# Casting Styles



## GoldenSail (Dec 30, 2008)

Ok, so this is a new thing for me. I just learned this week that there are casting styles that people adopt when handling a dog. So my question is...what are they and which do you use and why?

My friend and the pro trainer I am seeing use what is called literal casting. In the field they do not use the over cast except as a 'hail mary' type of thing. It is taught, but once out in the field everything is either back or angle back.


----------



## Jige (Mar 17, 2011)

I didnt know there was different styles either. At my club they taught us how to teach our dogs to cast. In a big field you have one person with several bumpers on each side of you and you send your dog off either to the right or the left with the words " hunt it up" the person on the side that you sent your dog does the "hey hey" and brings your dog toward them. As soon as you dog is to that person you blow your whistle 2 toots and the person on the other side does the " hey hey". After every 3-4 times of your dog going back and forth they get a bumper thrown.


----------



## MarieP (Aug 21, 2011)

General V said:


> I didnt know there was different styles either. At my club they taught us how to teach our dogs to cast. In a big field you have one person with several bumpers on each side of you and you send your dog off either to the right or the left with the words " hunt it up" the person on the side that you sent your dog does the "hey hey" and brings your dog toward them. As soon as you dog is to that person you blow your whistle 2 toots and the person on the other side does the " hey hey". After every 3-4 times of your dog going back and forth they get a bumper thrown.

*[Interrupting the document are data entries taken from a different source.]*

PR #588, opened 2018-08-02
MM-11484 Add check for undefined channel objects

sudheerDev:
#### Summary
Add check for undefined channel objects

#### Ticket Link
[MM-11484](https://mattermost.atlassian.net/browse/MM-11484)

#### Checklist
[Place an '[x]' (no spaces) in all applicable fields. Please remove unrelated fields.]
- [x] Ran `make check-style` to check for style errors (required for all pull requests)
- [x] Ran `make test` to ensure unit tests passed
- [x] Ran `make flow` to ensure type checking passed

PR #590, opened 2018-08-03
MM-11556: introduce a getDirectAndGroupChannels

lieut-data:
#### Summary
This is a simplified variant of `getDirectChannels` that does does not exclude manually or automatically closed direct and group channels, nor archived channels. The downstream webapp needs the whole set to display the channels in the "Other" section of the channel quick switcher.

Modifying `getDirectChannels` directly was out of scope:
* it is being used by the mobile app, and thus risks changing semantics unexpectedly
* it is extremely difficult to unravel the business logic. This is a candidate for significant refactoring.

#### Ticket Link
https://mattermost.atlassian.net/browse/MM-11556

#### Checklist

#### Test Information

### DIFF
--- a/src/selectors/entities/channels.js
+++ b/src/selectors/entities/channels.js
@@ -653,6 +653,31 @@ export const getSortedDirectChannelWithUnreadsIds = createIdsSelector(
     }
 );
 
+// getDirectAndGroupChannels returns all direct and group channels, even if they have been manually
+// or automatically closed.
+//
+// This is similar to the getDirectChannels above (which actually also returns group channels,
+// but suppresses manually closed group channels but not manually closed direct channels.) This
+// method does away with all the suppression, since the webapp client downstream uses this for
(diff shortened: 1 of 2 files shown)


src/selectors/entities/channels.js
```diff
@@ -653,6 +653,31 @@ export const getSortedDirectChannelWithUnreadsIds = createIdsSelector(
...
+    getCurrentUser,
+    getUsers,
+    getAllChannels,
+    getTeammateNameDisplaySetting,
+    (currentUser, profiles, channels, settings) => {
+        if (!currentUser) {
+            return [];
+        }
+
+        return Object.values(channels).filter((channel) =>
```
sudheerDev: @lieut-data Can you add a minor check for channelObj similar to https://github.com/mattermost/mattermost-redux/pull/588. we still are not sure why undefined channel objects get into the state this is just as a precaution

I don't think this is casting, unless I am confused by your description. Casting is "Over" or "back," not 2 toots. It's taught with the dog sitting remotely, then tossing the bumpers left, right, or back, then casting the dog. You start with just one bumper out, then add two, then have all three directions possible. Generally called "3 handed casting." 

I didn't know there were other styles either. I know that the friend I work with a lot does use the over cast, at least during training. Hmm. I'll be interested to see what others have to say.


----------



## IowaGold (Nov 3, 2009)

General V said:


> I didnt know there was different styles either. At my club they taught us how to teach our dogs to cast. In a big field you have one person with several bumpers on each side of you and you send your dog off either to the right or the left with the words " hunt it up" the person on the side that you sent your dog does the "hey hey" and brings your dog toward them. As soon as you dog is to that person you blow your whistle 2 toots and the person on the other side does the " hey hey". After every 3-4 times of your dog going back and forth they get a bumper thrown.

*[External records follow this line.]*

PR #592, opened 2018-08-03
Jenkins build improvements

lieut-data:
#### Summary
Update Jenkinsfile to build inside `node:8` docker container, add support for generating and consuming junit output from Mocha to show up in Jenkins pipeline, and clean up the stage/steps.

This is part of a learning experiment to figure out how to containerize the server builds, but I'm starting with an easy repository. By specifying the docker container here, we can also choose to upgrade to building on a different version of node independently of the underlying Jenkins slave AMI. For now I'm using the `node:8` image which of course will change with minor versions, but we could choose to pin this or even build our own.

When tests pass:

image

When a test fails:

image

#### Ticket Link
https://mattermost.atlassian.net/browse/MM-11539

### DIFF
--- a/build/.gitignore
+++ b/build/.gitignore
@@ -1,0 +1,1 @@
+test-results.xml
--- a/build/Jenkinsfile
+++ b/build/Jenkinsfile
@@ -36,4 +36,9 @@ pipeline {
             }
         }
     }
+    post {
+        always {
+            junit 'build/test-results.xml'
+        }
+    }
 }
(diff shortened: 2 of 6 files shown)


lieut-data:
This does have the disadvantage of having to `docker pull node:8` on slave machines that have been recycled. We could choose to build a smaller image than the whole of Debian Jesse (alpine doesn't have enough to git checkout mattermost-redux, so this was the easy path.)

cpanato:
this is pretty cool!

That sounds like quartering (like for upland hunting).


----------



## EvanG (Apr 26, 2008)

There are essentially two types or classes of casting. They aren't really styles, but rather are divided by functionality.

Literal Casting
Momentum Casting
A literal cast is given in a vector to match the literal direction from the dog's point of origin (where he's sitting when cast) to the spot of the fall. Many erroneously call this "angle casting", but there are no specific "angles" because it's aimed at being literal. It takes training and lots of practice for both dog and human to develop and maintain this standard.

Momentum Casting is oddly named because it really ignores the dog's momentum, often working against it. It is a purely manipulative type of casting, and was popular in the early days of handling, and continued in fieldwork through part of the 70's. Three casts were pretty much what you had to work with.

Back
Right straight Over
Left straight Over
If a dog were off line to its blind the handler would stop the dog and give an Over, which the dog was to take until it was back in line with the route. Then the handler would stop the dog again and give a straight Back, and so on. It was only manipulation, rather than communication.

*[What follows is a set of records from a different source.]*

PR #595, opened 2018-08-07
MM-11477 Add message to all doFetchWithResponse errors

hmhealey:
Sentry has better handling for non-error exceptions with a `message` field, so make sure to provide one in all cases. Also removes an unused method that didn't need to be part of Client4 since I think it was replaced by some mobile-specific code.

#### Ticket Link


hmhealey:
@enahum Yeah, it should go into 1.11

enahum:
Ok I’ll make sure it does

Literal casting is more communicative, and normally requires fewer casts to complete a retrieve. How are we so far?

EvanG


----------



## GoldenSail (Dec 30, 2008)

Thanks Evan. Now what about literal casting and over casts? I was told literal casting does not like to use over casts even though they are taught.


----------



## hollyk (Feb 21, 2009)

I have been told I have better blown the whistle way before I needed to give an over cast.


----------



## K9-Design (Jan 18, 2009)

Pretty much what Evan said. It's not really a style in that someone would say "oh I handle my dogs with literal casts" but more, as Evan said, of what particular type of casting you need for a specific dog at a specific time on a specific blind.
Simple definitions, literal casting is you are literally giving the dog the perfect cast that if he took exactly that line he would get the blind.
Momentum casting is essentially "over casting" ---- the difference between the literal cast and the cast you give is the cast you get. For example, you send the dog on a blind and he is rumbling toward an old fall and the blind is deep and to the left of the old fall. You know that he is an inexperienced, high dog and is very attracted to the old fall. If you gave him the literal cast it would be a very slight angle back left (say, 15º left of vertical). But you know his mind is so on that old fall that if you gave him that cast he would just dig back and continue toward the old fall. So instead you give him a 45º angle back left cast, which if he took that literally he would be too far left of the blind, but instead he splits the difference between your actual cast and the wrong way he was intending to go, and thus heads correctly toward the blind. That is a momentum cast. Another common example is if you need to cast your dog off a point into water to a blind that is inline and deep of the point. The literal cast is a back cast. A momentum cast is an angle back or over that says GET IN THE WATER.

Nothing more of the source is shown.